# Visiting boyfriend in Dubai



## savvina (Jun 9, 2009)

Hi all,

I'm hoping somebody can shed some light for me. Before anyone says read the stickies, i have already.

So here is the deal...

My boyfriend has been offered some contract work in Dubai. He could there from 6-12 months. He would like me to go with him. I know it is illegal for us to live together. His work will be providing accomodation for him.

As a british passport holder i've been told i shouldnt really be asked what my business is in Dubai when i get to the airport, they just stamp it then i move on my way. From what i've understood i can be in the country 60 days before i have to leave. I've been told by a couple of friends i could leave and come back as many times i like beauty of having a british passport i guess. I would be staying with him. 
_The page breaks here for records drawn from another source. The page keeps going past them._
PR #753, opened 2023-10-06
MLPAB-1471: Add file summary view and support more file types

acsauk:
# Purpose

I had to bring in `gabriel-vasile/mimetype` as the http content detection was struggling with some of the types appearing as zips and also had to bump the peek size to account for office document types.

Fixes MLPAB-1471


internal/page/donor/upload_evidence.go
```diff
@@ -51,29 +72,33 @@ func UploadEvidence(tmpl template.Template, payer Payer, donorStore DonorStore,
...
-						Body:                 bytes.NewReader(file.Data),
-						ServerSideEncryption: types.ServerSideEncryptionAwsKms,
-						Tagging:              aws.String("replicate=true"),
-					})
-					if err != nil {
-						return err
+				if form.Action == "upload" {
+					for _, file := range form.Files {
+						uuid := randomUUID()
+						key := lpa.UID + "-evidence-" + uuid
```
mattmachell, line 78: You might want to put a / rather than a - so that the bucket is easier to diagnose issues in when it's got a few more items in.

internal/page/donor/upload_evidence.go
```diff
@@ -51,29 +72,33 @@ func UploadEvidence(tmpl template.Template, payer Payer, donorStore DonorStore,
...
+							Key:                  aws.String(key),
+							Body:                 bytes.NewReader(file.Data),
+							ServerSideEncryption: types.ServerSideEncryptionAwsKms,
+							Tagging:              aws.String("replicate=true"),
+						})
+						if err != nil {
+							return err
+						}
+
+						lpa.EvidenceKeys = append(lpa.EvidenceKeys, page.Evidence{Key: key, Filename: file.Filename})
```
mattmachell, line 91: Is there any filename normalisation going on in `form.Files` that I've missed? Otherwise I can add some XSS in a filename to pass downstream.

internal/page/donor/upload_evidence.go
andrewpearce-digital: to add to this comment, / would be used to represent folder structures whereas - would appear as all objects in the root of a folder representation

https://docs.aws.amazon.com/AmazonS3/latest/userguide/object-keys.html

hawx (approved):

PR #766, opened 2023-10-11
MLPAB-1094 Add summary cards for actors

hawx:


acsauk (approved):
This isn't anything to do with implementation but the donor card address is looking pretty smooshed up due to the mix of 4 and 3 columns in the card. Sure it will come up in design review when we look at this - we can discuss if we need the ID verified badge then.

Screenshot 2023-10-12 at 11 16 35

PR #779, opened 2023-10-17
MLPAB-1472: Update virus scanning results on evidence in dynamodb

acsauk:
# Purpose

Fixes MLPAB-1472


cmd/event-received/main.go
```diff
@@ -155,63 +177,118 @@ func handleFeeApproved(ctx context.Context, dynamoClient dynamodbClient, event e
...
 
-	if key.PK == "" {
-		return errors.New("PK missing from LPA in response to 'fee-denied'")
+	hasScannedTag := false
+	var tagIndex int
+
+	for i, tag := range tags {
+		if *tag.Key == "virus-scan-status" {
+			hasScannedTag = true
+			tagIndex = i
```
hawx, line 238: instead of storing the index to get later, would it be easier to do something like

```go
hasScannedTag := false
hasVirus := false
for _, tag := range tags {
  if *tag.Key == "virus-scan-status" {
    hasScannedTag = true
    hasVirus = tag.Value == virusFound
    break
  }
}
```

internal/page/data.go
```diff
@@ -182,49 +182,63 @@ type Lpa struct {
...
 	}
 
 	return keys
 }
 
-func (es *Evidences) GetByKey(key string) Evidence {
-	for _, e := range *es {
-		if e.Key == key {
-			return e
+func (e *Evidence) GetByDocumentKey(key string) Document {
```
hawx, line 216: this could just be `Get` as we aren't giving another way to retrieve elements

internal/page/data.go
```diff
@@ -182,49 +182,63 @@ type Lpa struct {
...
 
-	return Evidence{}
+	return Document{}
 }
 
-type Evidence struct {
-	Key      string
-	Filename string
-	Sent     time.Time
+func (e *Evidence) Update(document Document) bool {
```
hawx, line 226: for the others like Attorneys I changed these to be called `Put` and to always work as the `bool` return was never going to be useful, which I think is the same case here, so could match them?

acsauk: This makes more sense - I was trying to push a bit of the logic for the lambda in here but I'm already guarding against creating a new document there so should be fine.

hawx (approved):

PR #783, opened 2023-10-18
MLPAB-1472 - Persist scan results on files

andrewpearce-digital:
# Purpose

Show the user the status of their uploaded documents and if any contain malicious code or viruses

Fixes MLPAB-1472

## Approach

- run lambda when object is tagged 
- allow lambda to get an s3 object's tags

## Learning

-


acsauk (approved):
:shipit:

PR #788, opened 2023-10-20
MLPAB-1333 Allow setting identity confirmation in fixtures

hawx:


acsauk (approved):
:shipit: 

Not related to this PR but would be good to keep the fixtures nav links on the other actor pages too.

PR #796, opened 2023-10-24
MLPAB-1286 Separate registered LPAs on the dashboard

hawx:
I'm not sure how much putting it all in the template is cheating, but I kind of suspect this will get changed again...


web/template/dashboard.gohtml
```diff
@@ -5,10 +5,10 @@
 {{ define "donorCard" }}
   <div class="app-dashboard-card">
     <div class="app-dashboard-row">
-      <h3 class="govuk-heading-m">
+      {{ if .Item.Lpa.RegisteredAt.IsZero }}<h3 class="govuk-heading-m">{{ else }}<h4 class="govuk-heading-m">{{ end }}
```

Do police come door to door checking all occupants are married? I would be travelling to Dubai after he has already settled. If i wear a ring on my ring finger i guess it would also less conspicuous. Would we have to show a marriage license??

So any light shed on the matter would be very much appreciated as i am having sleepless nights dreaming about being arrested!

Savvina

P.S. he wouldn't be sponsoring me i would just enter as a tourist and make my way to his. I've been told as a british passport holder i dont need to show evidence of where i am staying.


----------



## mayotom (Nov 8, 2008)

Savvina

First of all holding a British passport is NOT any different to holding a passport of any of the 33 designated countries.

it does not exempt you from been asked why you are coming into the country, your answer however is usually irrelevant(unless you say you are hear for criminal reasons) as they may be just been friendly.

It would be impossible for him to sponsor you unless you are his wife.

The time you can stay has not been 60 days sine July last year, on entry you will now be stamped for 30 days and allowed to stay 40.

I have never seen the police inspect homes looking for unmarried couples(only for overcrowding) this generally only happens if somebody reports you, therefore don't P off the neighbours.

other alternatives would be to stick to the law, stay elsewhere or get married:clap2: 

If you plan to wear a ring to look less conspicuous then why not just go all out and set a date for the wedding.

.


----------



## LaFolie (May 31, 2009)

Hi Savvina

You'll get 30 days automatically on arrival. After that, you'll get a "grace period" of ten days in which to get your extension. You don't have to leave the country to do this, just go to the DNRD in Dubai and pay around 700 dhs. This will give you a total of 70 days before you have to leave the country (30+10+30). Quite painless. After that, you can nip in and out to a neighbouring country same day and get another 30+10+30= 70 days before you have to leave again. 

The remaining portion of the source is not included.